= Task material =
──────────
PR #42944, opened 2022-06-24
[9.x] Add `grep()` and `grepFilled()` to request object

ghost:
This PR introduces two new methods to the `Request` object.

Currently, you might check for certain key existence first then fill it into a variable like so:

```php
if ($request->has('name')) {
    $name = $request->input('name');
    /* ... */
}
```

With this PR now, you can do the following:

```php
if ($request->grep('name', $name)) {
    /* ... */
}
```

You can also need to check if the `input` is not empty like so:

```php
if ($request->filled('name')) {
    $name = $request->input('name');
    /* ... */
}
```

But now, you can do the following:

```php
if ($request->grepFilled('name', $name)) {
    /* ... */
}
```

### DIFF
--- a/src/Illuminate/Http/Concerns/InteractsWithInput.php
+++ b/src/Illuminate/Http/Concerns/InteractsWithInput.php
@@ -566,4 +566,36 @@ trait InteractsWithInput
 
         return $this;
     }
+
+    /**
+     * Determine if the request contains a given input item key,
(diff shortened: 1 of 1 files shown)


ankurk91:
Rather than solving real world issues related to framework , developers are saving some keystrokes by introducing new methods to request class.

👎

taylorotwell:

PR #42954, opened 2022-06-26
[9.x] Add `CREATE LIKE` grammar for MySQL and Postgres

lupinitylabs:
This PR adds support for the `CREATE LIKE` syntax for both MySQL and PostgreSQL.

The CREATE LIKE syntax in MySQL and PostgreSQL creates a copy of an existing table schema.
This PR allows to create a copy of the users table into users2 by executing:

```php
Schema::createLike(table: 'users2', fromTable: 'users')
```

Currently, raw statements have to be issued to achieve the same, e.g.
```php
DB::statement('CREATE TABLE `users2` LIKE `users`')
```

### Partial PostgreSQL Support

PostgreSQL supports options allowing for the inclusion or exclusion of copied features like comments, constraints etc. By default, none of the features will be copied to the new table. I decided to keep the implementation minimal for now, but it looks like it would be a good idea to include these options for PostgreSQL because I suppose it is desirable to keep some of the features on schema copies.

I'm open for opinions. @tpetry ?

### SQL Server Support

While it seems to be possible to achieve a similar effect with `SELECT top 0 * INTO users2 FROM users` in SQL Server, I decided not to implement this because it does not have native support and I could not test the implementation.

### SQLite Support

SQLite does not have native support for copying table schemas either. `CREATE TABLE users2 AS SELECT * FROM users WHERE 0` can be used to create a copy, but only basic type information is retained.

### DIFF
--- a/src/Illuminate/Database/Schema/Blueprint.php
+++ b/src/Illuminate/Database/Schema/Blueprint.php
@@ -280,6 +280,16 @@ class Blueprint
     }
 
     /**
+     * Indicate that the table needs to be created from an existing table.
+     *
+     * @return \Illuminate\Support\Fluent
+     */
+    public function createLike($fromTable)
+    {
+        return $this->addCommand('createLike', compact('fromTable'));
+    }
+
+    /**
      * Indicate that the table needs to be temporary.
      *
      * @return void
--- a/src/Illuminate/Database/Schema/Builder.php
+++ b/src/Illuminate/Database/Schema/Builder.php
@@ -258,6 +258,21 @@ class Builder
     }
 
     /**
+     * Create a new table on the schema after an existing table.
+     *
+     * @param  string  $table
+     * @param  string  $fromTable
+     * @return void
+     */
+    public function createLike($table, $fromTable)
+    {
+        $this->build(tap(
+            $this->createBlueprint($table),
+            fn ($blueprint) => $blueprint->createLike($fromTable))
+        );
+    }
+
+    /**
      * Drop a table from the schema.
      *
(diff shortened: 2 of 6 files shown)


tpetry:
Supporting all the include/exclude options would be really nice. You can do a lot of cool stuff by selectively including/excluding some data. I would propose adding a generic `array $options = []` as last parameter to implement engine specific functionality. It could look like this for PostgreSQL:
```php
// The parameter order should be changes so it can be read like "copy table like {old} to {new}"
Schema::createLike('users', 'users2', [
  'excluding' => ['CONSTRAINTS', 'INDEXES'],
])
```

Do you see any possibility of a different syntax? The following would be awesome and feel much more naturally:
```php
Schema::create('users2', function(Blueprint $table) {
  $table->like('users', [
    'excluding' => ['CONSTRAINTS', 'INDEXES'],
  ]);

  $table->text('newcolumn');
  $table->index(['id', 'newcolumn']);
});
```

That's how I wanted to implement it when I find time for it.

lupinitylabs:
My intention was to stick as close to the existing generic create table syntax as possible.
If anyone from the core can decide whether such a deviation would be ok, I'm happy to change it accordingly.

From how I understand the PostgreSQL docs,

```php
Schema::createLike('users', 'users2', [
  'excluding' => ['CONSTRAINTS', 'INDEXES'],
])
```
would have to generate a `INCLUDING ALL EXCLUDING CONSTRAINTS EXCLUDING INDEXES` syntax (because everything is excluded by default)?

taylorotwell:

PR #18989, opened 2017-04-28
Add str_ordinal helper

shawnlindstrom:
Adds a helper function to append an ordinal indicator to a given number and optionally wrap the indicator in superscript tags.

    $value = str_ordinal('1');

    // 1st

    $value = str_ordinal('2', true);

    // 2<sup>nd</sup>

PR #42955, opened 2022-06-26
[9.x] Adds a new `ordinal` method to Str and Stringable classes

mateusjunges:
This PR adds a new `ordinal` method to the Str and Stringable classes.

I'm building an application where I need to display a certain user's position in a ranking and I found that there is no built-in method to do this. I could easily create a function in my own app to do this, but I think it would be useful to have this available in the Str/Stringable classes.

### DIFF
--- a/src/Illuminate/Support/Str.php
+++ b/src/Illuminate/Support/Str.php
@@ -642,9 +642,10 @@ class Str
      * Generate an ordinal suffix for the given value.
      *
      * @param  int  $value
+     * @param  bool  $superscript
      * @return string
      */
-    public static function ordinal($value)
+    public static function ordinal($value, $superscript = false)
     {
         if (! is_numeric($value)) {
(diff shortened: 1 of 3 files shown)


ankurk91:
This method should go to HtmlString class instead?

bert-w:
> This method should go to HtmlString class instead?

Because it can output HTML? I dont know if there is a class that does that specifically. I use the `HtmlString` class only as a simple wrapper for HTML data (so that `{{ my_html_func() }}` can still output correctly even though you use `{{ }}`).

Also this function might be a bit restrictive, since you can't send params to `number_format()` now and the `<sup>` tag cannot be replaced by another tag (imagine having a css rule for `<span>`). But overall this is fairly nice (I never considered the logic behind st/th/nd suffixes).

bonzai:
#18989

PR #42961, opened 2022-06-26
[9.x] Collection Helper data_get Not Using Default Value

tehomen:
Currently the function will only return default value for the parameter $default. This fix corrects the issue on * segments and will now return the value specified in $default.

### DIFF
--- a/src/Illuminate/Collections/helpers.php
+++ b/src/Illuminate/Collections/helpers.php
@@ -68,7 +68,7 @@ if (! function_exists('data_get')) {
                 $result = [];
 
                 foreach ($target as $item) {
-                    $result[] = data_get($item, $key);
+                    $result[] = data_get($item, $key, $default);
                 }
 
                 return in_array('*', $key) ? Arr::collapse($result) : $result;


selcukcukur:
@tehomen There is already a parsing before the process gets there, so if it needs to get the default value, it has already taken it, no need for it to be there. It is not included because it will return null under all conditions.

tehomen:
> @tehomen There is already a parsing before the process gets there, so if it needs to get the default value, it has already taken it, no need for it to be there. It is not included because it will return null under all conditions.

When I call the function like so:
```php 
data_get([ 'items' => [ [ 'name' => 'foo', 'id' => 12 ], [ 'id' => 13 ] ] ], 'items.*.name', 'bob');
```
I would get back an array with [ 'foo', null ] even though I specified to return 'bob' by default.

selcukcukur:
https://github.com/laravel/framework/blob/4d46bda6f19d490080512fa053065081f737bf2f/tests/Support/SupportHelpersTest.php#L102
https://github.com/laravel/framework/blob/4d46bda6f19d490080512fa053065081f737bf2f/tests/Support/SupportHelpersTest.php#L105
https://github.com/laravel/framework/blob/4d46bda6f19d490080512fa053065081f737bf2f/tests/Support/SupportHelpersTest.php#L117

If you change the `null` parts to `irrelevant`, the errors you get will be gone.

driesvints:
This seems to break the test suite. Please resubmit this with passing tests.

PR #42973, opened 2022-06-27
allow dot symbol (.) in database connection when using Unique/Exists …

thyseus:
Scenario: a database connection with a dot (.) symbol like: `mysql_tunnel_to_192.168.10.10`.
──────────
= Required action =
Show every line above in which the word "files" appears.

= Written reply =
(diff shortened: 1 of 1 files shown)
(diff shortened: 2 of 6 files shown)
(diff shortened: 1 of 3 files shown)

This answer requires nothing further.